* [WORK ITEM]: For the data below, please report each line where the word "ALSurfaceContext" is found.
━━━━━ SUPPLIED ENTRIES
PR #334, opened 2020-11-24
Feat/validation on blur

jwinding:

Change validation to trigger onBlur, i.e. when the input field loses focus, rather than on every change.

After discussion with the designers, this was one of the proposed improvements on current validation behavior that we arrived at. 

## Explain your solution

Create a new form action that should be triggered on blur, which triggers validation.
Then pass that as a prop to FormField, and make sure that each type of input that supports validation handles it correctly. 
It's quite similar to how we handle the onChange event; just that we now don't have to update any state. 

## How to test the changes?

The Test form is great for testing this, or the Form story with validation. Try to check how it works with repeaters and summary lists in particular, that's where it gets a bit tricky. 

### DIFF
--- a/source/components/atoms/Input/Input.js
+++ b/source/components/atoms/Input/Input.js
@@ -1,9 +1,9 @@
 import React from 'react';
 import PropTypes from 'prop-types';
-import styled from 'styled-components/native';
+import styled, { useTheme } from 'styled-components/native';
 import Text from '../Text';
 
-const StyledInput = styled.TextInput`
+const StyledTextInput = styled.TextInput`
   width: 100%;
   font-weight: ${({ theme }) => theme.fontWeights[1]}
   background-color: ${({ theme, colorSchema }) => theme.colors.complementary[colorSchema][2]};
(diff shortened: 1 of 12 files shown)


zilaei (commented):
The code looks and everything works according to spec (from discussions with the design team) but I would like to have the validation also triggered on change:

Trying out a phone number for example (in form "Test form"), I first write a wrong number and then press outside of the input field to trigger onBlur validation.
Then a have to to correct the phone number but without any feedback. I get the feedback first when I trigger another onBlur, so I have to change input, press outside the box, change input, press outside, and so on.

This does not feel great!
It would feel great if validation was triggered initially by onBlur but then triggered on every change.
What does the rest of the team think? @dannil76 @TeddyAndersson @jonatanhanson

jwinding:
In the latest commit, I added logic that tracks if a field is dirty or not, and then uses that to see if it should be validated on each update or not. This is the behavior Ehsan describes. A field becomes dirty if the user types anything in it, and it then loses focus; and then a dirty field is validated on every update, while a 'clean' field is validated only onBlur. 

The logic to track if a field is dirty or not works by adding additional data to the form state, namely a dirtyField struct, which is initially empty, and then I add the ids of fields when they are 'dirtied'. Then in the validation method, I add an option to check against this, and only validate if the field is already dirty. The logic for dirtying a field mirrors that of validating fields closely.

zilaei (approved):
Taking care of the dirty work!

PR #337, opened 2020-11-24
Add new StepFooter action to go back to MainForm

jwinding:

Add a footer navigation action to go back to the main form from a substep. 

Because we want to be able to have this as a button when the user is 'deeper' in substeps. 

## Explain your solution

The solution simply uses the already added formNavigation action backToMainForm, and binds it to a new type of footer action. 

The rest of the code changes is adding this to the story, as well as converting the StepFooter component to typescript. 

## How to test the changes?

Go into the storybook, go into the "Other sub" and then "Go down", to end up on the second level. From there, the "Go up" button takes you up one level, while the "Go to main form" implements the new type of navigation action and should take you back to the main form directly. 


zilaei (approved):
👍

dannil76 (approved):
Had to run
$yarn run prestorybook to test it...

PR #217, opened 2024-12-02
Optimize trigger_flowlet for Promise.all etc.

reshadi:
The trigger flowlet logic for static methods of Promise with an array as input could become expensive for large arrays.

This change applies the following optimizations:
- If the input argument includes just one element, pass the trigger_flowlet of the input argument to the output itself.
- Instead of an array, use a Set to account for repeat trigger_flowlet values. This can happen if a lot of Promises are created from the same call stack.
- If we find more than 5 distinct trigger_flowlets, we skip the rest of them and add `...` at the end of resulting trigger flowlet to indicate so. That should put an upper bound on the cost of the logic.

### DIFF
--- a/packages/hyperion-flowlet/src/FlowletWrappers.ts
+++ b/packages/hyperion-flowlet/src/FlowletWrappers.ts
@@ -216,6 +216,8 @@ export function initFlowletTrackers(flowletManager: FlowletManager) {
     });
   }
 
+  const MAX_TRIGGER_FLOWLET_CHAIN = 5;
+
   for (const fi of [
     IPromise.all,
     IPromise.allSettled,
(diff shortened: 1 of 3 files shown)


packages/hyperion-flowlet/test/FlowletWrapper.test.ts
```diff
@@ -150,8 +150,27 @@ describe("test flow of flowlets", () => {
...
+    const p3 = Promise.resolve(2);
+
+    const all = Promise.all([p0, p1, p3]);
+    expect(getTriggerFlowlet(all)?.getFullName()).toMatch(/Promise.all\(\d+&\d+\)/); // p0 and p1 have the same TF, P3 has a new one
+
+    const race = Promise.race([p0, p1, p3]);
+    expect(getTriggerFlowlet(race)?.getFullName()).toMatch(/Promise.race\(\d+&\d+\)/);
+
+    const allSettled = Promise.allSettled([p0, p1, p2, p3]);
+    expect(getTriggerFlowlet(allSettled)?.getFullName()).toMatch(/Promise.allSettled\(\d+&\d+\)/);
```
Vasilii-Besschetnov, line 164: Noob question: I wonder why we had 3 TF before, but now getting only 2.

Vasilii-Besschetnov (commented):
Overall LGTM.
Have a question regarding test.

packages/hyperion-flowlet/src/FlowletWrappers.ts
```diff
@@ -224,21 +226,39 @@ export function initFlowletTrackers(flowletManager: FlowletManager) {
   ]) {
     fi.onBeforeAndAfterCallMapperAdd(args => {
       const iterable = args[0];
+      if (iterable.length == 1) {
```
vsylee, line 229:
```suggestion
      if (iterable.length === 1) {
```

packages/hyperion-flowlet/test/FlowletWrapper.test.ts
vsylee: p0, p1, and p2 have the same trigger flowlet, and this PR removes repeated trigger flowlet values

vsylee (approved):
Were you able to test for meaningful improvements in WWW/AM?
━━━━━━━━━━
━━━━━ SUPPLIED ENTRIES
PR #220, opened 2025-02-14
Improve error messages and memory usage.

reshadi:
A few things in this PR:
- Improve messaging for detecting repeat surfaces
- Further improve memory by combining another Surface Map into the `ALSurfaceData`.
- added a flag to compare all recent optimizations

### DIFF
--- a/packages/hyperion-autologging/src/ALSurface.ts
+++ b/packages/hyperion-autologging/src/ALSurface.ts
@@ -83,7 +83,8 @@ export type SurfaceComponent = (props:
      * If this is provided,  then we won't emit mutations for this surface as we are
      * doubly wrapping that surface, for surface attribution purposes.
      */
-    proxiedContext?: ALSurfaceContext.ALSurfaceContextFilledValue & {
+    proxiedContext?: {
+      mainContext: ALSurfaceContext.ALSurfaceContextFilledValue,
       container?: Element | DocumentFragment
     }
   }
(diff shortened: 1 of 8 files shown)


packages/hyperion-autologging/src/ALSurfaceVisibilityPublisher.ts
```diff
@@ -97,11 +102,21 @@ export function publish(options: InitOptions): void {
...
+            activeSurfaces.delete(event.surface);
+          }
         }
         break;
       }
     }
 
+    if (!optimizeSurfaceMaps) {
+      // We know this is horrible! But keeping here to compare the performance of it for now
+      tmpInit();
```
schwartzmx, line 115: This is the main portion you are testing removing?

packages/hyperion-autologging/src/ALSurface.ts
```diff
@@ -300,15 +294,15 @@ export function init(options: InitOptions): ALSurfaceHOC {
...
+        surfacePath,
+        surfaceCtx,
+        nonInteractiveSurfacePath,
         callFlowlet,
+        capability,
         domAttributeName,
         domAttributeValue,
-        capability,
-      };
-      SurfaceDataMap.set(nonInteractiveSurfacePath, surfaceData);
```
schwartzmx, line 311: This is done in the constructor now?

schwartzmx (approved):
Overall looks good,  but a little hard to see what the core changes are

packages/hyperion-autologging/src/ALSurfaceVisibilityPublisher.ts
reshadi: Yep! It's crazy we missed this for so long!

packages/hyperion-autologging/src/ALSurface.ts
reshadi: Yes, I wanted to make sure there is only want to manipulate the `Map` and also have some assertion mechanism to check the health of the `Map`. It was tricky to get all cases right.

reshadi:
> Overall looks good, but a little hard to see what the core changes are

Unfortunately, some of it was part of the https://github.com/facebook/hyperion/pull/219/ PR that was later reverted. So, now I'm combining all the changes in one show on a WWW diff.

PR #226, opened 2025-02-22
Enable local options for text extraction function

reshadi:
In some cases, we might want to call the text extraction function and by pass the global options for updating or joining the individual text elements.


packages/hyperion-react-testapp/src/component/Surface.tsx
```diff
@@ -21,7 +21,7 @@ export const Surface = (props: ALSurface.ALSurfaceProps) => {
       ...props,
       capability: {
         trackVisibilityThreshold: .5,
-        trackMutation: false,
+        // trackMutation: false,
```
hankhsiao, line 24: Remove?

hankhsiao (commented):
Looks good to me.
━━━━━━━━━━
━━━━━ SUPPLIED ENTRIES
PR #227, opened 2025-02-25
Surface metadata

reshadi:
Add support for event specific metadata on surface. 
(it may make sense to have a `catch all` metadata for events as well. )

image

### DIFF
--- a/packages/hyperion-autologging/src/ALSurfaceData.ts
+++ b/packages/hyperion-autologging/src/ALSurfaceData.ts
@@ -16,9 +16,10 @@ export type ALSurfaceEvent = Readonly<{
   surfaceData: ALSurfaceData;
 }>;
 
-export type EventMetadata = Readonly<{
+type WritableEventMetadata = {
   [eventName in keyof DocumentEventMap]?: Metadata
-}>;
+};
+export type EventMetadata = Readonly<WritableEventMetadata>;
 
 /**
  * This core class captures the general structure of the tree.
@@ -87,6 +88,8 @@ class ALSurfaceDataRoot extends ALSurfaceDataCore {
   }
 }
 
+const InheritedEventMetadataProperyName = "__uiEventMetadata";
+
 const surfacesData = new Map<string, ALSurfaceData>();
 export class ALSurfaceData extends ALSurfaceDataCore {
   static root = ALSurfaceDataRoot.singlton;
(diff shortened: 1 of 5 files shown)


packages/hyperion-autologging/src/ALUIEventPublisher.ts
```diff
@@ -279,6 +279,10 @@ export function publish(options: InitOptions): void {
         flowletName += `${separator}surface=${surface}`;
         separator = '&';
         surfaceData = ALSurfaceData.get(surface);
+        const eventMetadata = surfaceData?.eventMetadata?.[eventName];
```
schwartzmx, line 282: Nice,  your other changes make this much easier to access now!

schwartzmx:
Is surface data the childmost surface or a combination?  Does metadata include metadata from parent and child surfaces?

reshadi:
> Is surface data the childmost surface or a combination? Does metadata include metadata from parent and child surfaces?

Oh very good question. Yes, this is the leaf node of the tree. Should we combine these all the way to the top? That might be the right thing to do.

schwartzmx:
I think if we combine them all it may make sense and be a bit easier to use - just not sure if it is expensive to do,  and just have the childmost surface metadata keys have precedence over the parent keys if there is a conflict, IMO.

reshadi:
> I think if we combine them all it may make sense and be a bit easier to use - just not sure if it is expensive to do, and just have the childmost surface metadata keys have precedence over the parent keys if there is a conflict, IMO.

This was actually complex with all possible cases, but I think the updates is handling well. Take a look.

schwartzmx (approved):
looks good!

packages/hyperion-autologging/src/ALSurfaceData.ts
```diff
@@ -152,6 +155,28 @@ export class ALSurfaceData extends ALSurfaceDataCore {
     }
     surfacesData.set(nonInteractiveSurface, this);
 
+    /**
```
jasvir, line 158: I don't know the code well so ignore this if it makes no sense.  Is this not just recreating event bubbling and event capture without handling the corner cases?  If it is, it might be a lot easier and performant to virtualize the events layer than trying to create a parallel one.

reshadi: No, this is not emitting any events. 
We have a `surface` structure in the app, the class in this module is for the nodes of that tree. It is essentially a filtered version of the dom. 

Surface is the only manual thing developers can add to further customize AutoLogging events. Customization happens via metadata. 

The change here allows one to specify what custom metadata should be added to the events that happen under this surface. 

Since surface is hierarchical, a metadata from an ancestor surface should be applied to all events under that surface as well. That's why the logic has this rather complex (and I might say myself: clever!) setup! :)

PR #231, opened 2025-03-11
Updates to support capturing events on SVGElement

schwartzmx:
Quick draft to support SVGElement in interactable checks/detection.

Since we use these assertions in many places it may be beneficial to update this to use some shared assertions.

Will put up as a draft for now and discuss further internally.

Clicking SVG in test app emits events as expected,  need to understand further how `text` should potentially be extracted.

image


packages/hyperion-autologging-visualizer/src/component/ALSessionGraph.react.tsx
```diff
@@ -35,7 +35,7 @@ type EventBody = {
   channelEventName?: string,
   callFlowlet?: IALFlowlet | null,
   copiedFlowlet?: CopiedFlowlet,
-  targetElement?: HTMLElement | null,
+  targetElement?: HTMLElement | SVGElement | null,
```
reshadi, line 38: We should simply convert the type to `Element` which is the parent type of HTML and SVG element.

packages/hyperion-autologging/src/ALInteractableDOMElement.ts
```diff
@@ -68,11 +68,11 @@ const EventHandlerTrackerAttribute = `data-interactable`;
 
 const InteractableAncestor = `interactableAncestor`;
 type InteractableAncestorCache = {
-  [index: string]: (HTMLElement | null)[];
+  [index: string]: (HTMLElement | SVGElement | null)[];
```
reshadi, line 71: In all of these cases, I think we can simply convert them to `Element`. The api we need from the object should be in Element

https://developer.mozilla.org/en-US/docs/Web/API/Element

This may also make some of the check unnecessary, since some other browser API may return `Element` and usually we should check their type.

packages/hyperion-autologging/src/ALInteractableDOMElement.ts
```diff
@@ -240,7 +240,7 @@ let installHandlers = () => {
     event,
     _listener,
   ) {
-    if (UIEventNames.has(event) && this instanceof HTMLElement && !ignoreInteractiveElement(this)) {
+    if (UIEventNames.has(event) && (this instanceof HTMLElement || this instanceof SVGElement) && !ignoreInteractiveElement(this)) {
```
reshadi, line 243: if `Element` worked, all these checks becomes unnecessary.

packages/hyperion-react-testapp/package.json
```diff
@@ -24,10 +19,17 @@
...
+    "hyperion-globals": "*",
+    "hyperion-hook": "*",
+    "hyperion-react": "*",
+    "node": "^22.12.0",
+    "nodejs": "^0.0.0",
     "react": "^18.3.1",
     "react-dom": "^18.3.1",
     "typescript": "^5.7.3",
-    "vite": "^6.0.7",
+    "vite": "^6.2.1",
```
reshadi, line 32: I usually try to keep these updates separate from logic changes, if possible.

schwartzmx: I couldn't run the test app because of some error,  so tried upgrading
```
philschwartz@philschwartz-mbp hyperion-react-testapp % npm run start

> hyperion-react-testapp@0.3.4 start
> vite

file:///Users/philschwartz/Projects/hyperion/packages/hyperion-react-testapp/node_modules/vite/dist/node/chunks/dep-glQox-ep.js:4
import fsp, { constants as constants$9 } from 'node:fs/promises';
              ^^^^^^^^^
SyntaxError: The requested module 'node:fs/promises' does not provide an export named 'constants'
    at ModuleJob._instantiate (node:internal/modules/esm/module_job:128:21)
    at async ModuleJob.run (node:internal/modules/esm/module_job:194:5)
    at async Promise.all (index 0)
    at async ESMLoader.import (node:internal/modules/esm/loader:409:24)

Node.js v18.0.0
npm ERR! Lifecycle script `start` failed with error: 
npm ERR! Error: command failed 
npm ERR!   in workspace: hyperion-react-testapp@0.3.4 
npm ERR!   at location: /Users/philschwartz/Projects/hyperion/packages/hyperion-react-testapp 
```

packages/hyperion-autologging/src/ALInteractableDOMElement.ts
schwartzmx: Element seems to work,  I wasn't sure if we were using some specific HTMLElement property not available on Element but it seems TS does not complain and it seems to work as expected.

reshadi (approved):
━━━━━━━━━━
* [ANSWER]:
-    proxiedContext?: ALSurfaceContext.ALSurfaceContextFilledValue & {
+      mainContext: ALSurfaceContext.ALSurfaceContextFilledValue,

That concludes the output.